WORK REQUIRED
Count every line in the entries below that contains the word "what", and give only that number.

(Dataset entries)
┌────────

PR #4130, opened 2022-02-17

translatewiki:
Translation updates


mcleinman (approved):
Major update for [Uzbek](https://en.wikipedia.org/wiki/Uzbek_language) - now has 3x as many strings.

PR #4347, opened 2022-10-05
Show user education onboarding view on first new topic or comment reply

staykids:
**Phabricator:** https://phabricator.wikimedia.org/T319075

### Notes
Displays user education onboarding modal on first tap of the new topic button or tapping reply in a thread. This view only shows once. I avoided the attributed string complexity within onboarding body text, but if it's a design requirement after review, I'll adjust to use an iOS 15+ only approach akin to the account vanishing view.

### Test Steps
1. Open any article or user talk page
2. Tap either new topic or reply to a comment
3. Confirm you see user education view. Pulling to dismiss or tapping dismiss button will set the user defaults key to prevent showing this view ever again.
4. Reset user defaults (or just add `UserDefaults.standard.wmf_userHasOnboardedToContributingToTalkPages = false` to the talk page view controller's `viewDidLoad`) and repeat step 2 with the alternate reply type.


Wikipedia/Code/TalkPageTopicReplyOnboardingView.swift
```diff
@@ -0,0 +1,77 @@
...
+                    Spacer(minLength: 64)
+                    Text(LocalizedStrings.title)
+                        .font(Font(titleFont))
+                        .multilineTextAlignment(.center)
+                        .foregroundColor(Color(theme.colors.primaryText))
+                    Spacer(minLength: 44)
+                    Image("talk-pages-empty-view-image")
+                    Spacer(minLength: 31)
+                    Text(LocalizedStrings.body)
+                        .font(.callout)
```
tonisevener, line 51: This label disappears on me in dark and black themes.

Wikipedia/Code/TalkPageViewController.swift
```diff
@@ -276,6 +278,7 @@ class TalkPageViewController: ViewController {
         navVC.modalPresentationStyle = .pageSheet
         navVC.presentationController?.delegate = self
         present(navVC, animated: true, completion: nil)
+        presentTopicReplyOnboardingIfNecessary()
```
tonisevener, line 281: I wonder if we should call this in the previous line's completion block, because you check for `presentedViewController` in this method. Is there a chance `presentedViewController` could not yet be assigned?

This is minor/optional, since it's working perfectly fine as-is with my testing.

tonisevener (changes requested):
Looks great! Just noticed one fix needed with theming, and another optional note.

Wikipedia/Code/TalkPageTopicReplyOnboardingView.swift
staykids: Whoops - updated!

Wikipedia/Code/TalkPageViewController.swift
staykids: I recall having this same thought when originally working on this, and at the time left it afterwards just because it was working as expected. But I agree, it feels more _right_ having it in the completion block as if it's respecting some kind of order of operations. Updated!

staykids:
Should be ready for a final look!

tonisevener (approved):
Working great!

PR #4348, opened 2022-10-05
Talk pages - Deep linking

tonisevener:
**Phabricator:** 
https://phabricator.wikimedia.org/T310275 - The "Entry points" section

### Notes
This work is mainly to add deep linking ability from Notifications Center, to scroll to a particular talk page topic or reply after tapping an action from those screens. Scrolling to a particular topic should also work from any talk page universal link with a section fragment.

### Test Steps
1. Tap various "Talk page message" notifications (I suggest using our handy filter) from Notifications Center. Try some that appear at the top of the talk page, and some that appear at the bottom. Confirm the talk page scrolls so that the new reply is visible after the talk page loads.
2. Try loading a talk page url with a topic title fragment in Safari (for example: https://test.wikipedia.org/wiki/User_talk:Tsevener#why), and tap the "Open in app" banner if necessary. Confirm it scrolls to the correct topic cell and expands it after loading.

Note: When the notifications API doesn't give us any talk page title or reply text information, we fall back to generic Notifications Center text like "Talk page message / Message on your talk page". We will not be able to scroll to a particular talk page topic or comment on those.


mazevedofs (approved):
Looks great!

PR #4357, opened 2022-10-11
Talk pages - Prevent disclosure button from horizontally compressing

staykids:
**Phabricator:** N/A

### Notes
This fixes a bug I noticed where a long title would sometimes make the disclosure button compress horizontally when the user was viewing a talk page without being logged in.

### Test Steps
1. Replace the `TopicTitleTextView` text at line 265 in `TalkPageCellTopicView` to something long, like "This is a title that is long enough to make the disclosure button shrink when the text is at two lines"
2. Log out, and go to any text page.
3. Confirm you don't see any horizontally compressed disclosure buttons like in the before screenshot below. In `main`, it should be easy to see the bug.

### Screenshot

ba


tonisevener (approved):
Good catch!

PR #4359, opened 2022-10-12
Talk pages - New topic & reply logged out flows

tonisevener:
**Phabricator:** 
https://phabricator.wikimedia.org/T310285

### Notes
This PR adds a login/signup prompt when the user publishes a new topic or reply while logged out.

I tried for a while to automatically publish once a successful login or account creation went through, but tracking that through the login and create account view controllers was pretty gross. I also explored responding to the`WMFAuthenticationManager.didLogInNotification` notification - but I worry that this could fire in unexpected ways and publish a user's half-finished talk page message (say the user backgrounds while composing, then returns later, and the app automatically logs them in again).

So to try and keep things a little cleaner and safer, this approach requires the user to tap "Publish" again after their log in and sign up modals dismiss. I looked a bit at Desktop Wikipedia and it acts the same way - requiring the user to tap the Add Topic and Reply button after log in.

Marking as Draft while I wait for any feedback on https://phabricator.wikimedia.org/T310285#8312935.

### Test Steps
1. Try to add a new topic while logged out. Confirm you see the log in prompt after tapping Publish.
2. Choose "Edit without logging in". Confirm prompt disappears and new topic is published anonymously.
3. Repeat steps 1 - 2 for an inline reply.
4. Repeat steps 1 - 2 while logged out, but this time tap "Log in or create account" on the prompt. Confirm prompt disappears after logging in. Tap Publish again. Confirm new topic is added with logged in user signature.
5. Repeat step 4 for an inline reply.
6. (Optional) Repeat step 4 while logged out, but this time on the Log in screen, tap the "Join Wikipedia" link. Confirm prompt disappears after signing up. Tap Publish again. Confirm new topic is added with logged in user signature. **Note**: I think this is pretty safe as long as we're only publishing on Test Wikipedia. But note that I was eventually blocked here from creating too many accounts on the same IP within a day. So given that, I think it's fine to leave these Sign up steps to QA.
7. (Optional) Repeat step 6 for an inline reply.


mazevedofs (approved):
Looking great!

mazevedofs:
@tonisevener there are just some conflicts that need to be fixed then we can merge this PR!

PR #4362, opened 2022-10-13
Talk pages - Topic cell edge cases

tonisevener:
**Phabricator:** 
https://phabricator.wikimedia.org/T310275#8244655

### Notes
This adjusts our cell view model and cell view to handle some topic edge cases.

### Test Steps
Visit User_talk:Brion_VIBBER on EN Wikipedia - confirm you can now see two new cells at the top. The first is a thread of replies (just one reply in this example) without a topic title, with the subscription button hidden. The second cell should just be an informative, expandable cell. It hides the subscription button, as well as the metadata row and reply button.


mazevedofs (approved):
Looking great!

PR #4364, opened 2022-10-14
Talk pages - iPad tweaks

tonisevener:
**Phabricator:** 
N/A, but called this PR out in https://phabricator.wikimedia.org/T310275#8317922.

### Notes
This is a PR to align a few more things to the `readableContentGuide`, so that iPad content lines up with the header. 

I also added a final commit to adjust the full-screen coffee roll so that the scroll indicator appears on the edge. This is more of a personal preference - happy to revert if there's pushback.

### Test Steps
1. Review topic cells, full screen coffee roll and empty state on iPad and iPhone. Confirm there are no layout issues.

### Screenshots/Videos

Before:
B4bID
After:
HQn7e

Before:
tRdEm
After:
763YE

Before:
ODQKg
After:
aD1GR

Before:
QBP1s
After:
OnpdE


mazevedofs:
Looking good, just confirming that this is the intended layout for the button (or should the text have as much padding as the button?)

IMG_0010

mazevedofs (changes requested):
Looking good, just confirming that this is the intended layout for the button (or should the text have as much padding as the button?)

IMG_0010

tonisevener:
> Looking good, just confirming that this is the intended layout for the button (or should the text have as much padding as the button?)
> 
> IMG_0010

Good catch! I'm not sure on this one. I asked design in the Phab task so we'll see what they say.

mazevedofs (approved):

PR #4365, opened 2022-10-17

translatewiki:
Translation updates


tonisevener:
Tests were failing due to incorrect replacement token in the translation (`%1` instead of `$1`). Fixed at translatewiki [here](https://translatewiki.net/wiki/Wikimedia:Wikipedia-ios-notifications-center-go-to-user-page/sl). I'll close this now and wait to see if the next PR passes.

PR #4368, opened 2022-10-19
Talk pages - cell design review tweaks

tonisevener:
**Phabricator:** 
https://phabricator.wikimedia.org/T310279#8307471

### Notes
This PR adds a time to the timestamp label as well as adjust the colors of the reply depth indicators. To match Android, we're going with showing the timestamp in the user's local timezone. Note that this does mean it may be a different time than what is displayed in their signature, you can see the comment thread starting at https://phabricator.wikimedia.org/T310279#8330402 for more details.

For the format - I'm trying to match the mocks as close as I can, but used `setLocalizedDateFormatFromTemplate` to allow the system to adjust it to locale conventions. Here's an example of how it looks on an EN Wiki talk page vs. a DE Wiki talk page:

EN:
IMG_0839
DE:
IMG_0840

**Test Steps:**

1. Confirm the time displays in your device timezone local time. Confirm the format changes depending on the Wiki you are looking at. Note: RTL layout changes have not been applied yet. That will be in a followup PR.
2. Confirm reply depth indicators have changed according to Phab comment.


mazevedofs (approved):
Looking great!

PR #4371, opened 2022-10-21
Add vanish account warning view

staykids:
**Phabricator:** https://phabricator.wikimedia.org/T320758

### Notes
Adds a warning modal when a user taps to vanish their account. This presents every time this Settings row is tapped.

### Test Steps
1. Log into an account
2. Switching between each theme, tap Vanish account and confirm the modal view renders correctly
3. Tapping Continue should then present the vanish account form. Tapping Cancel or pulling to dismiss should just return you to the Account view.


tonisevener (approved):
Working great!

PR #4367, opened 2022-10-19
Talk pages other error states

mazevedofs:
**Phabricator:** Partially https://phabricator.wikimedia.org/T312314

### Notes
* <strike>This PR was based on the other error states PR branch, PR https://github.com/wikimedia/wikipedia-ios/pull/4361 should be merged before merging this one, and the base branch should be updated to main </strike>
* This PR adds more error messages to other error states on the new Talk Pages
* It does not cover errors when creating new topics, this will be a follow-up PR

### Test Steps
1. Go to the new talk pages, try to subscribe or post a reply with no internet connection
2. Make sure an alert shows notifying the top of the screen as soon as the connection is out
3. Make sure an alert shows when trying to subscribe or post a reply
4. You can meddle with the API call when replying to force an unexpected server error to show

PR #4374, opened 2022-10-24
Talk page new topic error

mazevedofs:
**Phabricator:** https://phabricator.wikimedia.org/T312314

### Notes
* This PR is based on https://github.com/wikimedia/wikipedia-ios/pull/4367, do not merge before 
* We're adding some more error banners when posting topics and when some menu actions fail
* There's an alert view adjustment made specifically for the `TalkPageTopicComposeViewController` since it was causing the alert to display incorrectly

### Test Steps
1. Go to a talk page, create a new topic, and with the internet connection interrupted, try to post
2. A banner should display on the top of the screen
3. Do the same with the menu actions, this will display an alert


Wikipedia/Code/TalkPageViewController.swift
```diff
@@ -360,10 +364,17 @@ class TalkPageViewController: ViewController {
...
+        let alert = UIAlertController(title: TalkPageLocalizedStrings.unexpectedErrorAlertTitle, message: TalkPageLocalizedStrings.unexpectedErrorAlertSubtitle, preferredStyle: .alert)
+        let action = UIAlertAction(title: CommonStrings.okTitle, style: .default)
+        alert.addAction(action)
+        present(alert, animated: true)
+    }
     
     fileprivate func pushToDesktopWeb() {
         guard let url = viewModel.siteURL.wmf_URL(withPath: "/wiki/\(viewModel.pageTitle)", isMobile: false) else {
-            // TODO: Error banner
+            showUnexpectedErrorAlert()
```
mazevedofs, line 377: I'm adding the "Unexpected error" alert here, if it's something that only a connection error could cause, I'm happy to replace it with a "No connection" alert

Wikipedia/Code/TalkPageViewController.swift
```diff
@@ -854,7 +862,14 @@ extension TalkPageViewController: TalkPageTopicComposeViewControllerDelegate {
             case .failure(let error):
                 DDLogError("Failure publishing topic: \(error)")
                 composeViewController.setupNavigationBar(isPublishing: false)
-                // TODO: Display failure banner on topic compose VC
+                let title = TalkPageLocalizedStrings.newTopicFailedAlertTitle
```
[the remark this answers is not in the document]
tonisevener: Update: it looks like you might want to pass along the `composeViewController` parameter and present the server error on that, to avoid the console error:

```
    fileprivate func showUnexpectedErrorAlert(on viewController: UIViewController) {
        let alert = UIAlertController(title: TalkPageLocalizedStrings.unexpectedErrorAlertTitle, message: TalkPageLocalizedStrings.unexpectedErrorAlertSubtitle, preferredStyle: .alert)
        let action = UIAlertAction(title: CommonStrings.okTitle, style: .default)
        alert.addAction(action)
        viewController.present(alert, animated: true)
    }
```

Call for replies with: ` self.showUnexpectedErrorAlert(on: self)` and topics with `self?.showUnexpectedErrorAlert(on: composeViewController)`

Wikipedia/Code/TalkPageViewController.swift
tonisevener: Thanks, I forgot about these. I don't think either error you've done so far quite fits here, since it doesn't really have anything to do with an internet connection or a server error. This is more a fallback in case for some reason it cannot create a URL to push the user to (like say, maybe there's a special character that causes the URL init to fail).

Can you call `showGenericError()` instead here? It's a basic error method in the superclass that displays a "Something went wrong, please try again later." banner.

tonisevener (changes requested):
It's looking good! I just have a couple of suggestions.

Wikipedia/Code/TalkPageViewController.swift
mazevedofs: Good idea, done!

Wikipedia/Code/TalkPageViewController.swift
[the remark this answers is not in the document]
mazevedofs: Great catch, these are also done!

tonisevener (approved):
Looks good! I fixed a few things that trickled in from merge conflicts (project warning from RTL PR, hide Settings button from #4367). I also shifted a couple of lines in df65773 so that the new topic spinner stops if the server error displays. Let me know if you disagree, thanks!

└────────

RESPONSE TO THE TASK
2